◆ RECORDED INFORMATION
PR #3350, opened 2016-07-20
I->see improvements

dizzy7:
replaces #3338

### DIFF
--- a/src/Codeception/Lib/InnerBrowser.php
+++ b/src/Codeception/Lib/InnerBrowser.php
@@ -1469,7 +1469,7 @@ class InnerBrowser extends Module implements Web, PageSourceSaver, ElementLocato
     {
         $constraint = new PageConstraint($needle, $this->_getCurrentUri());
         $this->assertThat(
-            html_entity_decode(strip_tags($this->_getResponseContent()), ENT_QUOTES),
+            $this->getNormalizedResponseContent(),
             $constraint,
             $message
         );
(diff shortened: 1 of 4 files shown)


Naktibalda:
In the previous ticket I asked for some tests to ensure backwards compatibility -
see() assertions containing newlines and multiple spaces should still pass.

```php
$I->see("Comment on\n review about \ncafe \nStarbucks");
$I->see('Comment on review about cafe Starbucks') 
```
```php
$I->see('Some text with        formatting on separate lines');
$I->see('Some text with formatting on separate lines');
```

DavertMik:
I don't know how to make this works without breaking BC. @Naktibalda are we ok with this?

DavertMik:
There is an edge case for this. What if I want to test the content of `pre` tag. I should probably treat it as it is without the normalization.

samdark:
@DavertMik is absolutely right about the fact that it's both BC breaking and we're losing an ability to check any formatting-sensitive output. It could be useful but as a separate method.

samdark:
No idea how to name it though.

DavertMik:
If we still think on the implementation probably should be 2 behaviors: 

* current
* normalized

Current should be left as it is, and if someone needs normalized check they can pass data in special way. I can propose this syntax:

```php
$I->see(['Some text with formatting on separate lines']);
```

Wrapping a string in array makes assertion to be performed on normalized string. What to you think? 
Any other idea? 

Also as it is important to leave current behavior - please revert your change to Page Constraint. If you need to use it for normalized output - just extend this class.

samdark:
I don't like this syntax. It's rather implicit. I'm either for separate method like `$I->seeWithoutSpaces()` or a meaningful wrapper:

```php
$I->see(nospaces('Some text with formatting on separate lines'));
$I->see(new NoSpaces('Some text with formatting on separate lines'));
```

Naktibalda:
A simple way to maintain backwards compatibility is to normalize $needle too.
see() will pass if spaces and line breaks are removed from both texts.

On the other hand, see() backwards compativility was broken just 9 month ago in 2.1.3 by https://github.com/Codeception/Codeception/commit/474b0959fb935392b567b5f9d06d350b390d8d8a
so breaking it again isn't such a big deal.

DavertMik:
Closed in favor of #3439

◆ TASK REQUIREMENTS
The records above are to be duplicated exactly, every one of them.

◆ WRITTEN REPLY
PR #3350, opened 2016-07-20
I->see improvements

dizzy7:
replaces #3338

### DIFF
--- a/src/Codeception/Lib/InnerBrowser.php
+++ b/src/Codeception/Lib/InnerBrowser.php
@@ -1469,7 +1469,7 @@ class InnerBrowser extends Module implements Web, PageSourceSaver, ElementLocato
     {
         $constraint = new PageConstraint($needle, $this->_getCurrentUri());
         $this->assertThat(
-            html_entity_decode(strip_tags($this->_getResponseContent()), ENT_QUOTES),
+            $this->getNormalizedResponseContent(),
             $constraint,
             $message
         );
(diff shortened: 1 of 4 files shown)


Naktibalda:
In the previous ticket I asked for some tests to ensure backwards compatibility -
see() assertions containing newlines and multiple spaces should still pass.

```php
$I->see("Comment on\n review about \ncafe \nStarbucks");
$I->see('Comment on review about cafe Starbucks') 
```
```php
$I->see('Some text with        formatting on separate lines');
$I->see('Some text with formatting on separate lines');
```

DavertMik:
I don't know how to make this works without breaking BC. @Naktibalda are we ok with this?

DavertMik:
There is an edge case for this. What if I want to test the content of `pre` tag. I should probably treat it as it is without the normalization.

samdark:
@DavertMik is absolutely right about the fact that it's both BC breaking and we're losing an ability to check any formatting-sensitive output. It could be useful but as a separate method.

samdark:
No idea how to name it though.

DavertMik:
If we still think on the implementation probably should be 2 behaviors: 

* current
* normalized

Current should be left as it is, and if someone needs normalized check they can pass data in special way. I can propose this syntax:

```php
$I->see(['Some text with formatting on separate lines']);
```

Wrapping a string in array makes assertion to be performed on normalized string. What to you think? 
Any other idea? 

Also as it is important to leave current behavior - please revert your change to Page Constraint. If you need to use it for normalized output - just extend this class.

samdark:
I don't like this syntax. It's rather implicit. I'm either for separate method like `$I->seeWithoutSpaces()` or a meaningful wrapper:

```php
$I->see(nospaces('Some text with formatting on separate lines'));
$I->see(new NoSpaces('Some text with formatting on separate lines'));
```

Naktibalda:
A simple way to maintain backwards compatibility is to normalize $needle too.
see() will pass if spaces and line breaks are removed from both texts.

On the other hand, see() backwards compativility was broken just 9 month ago in 2.1.3 by https://github.com/Codeception/Codeception/commit/474b0959fb935392b567b5f9d06d350b390d8d8a
so breaking it again isn't such a big deal.

DavertMik:
Closed in favor of #3439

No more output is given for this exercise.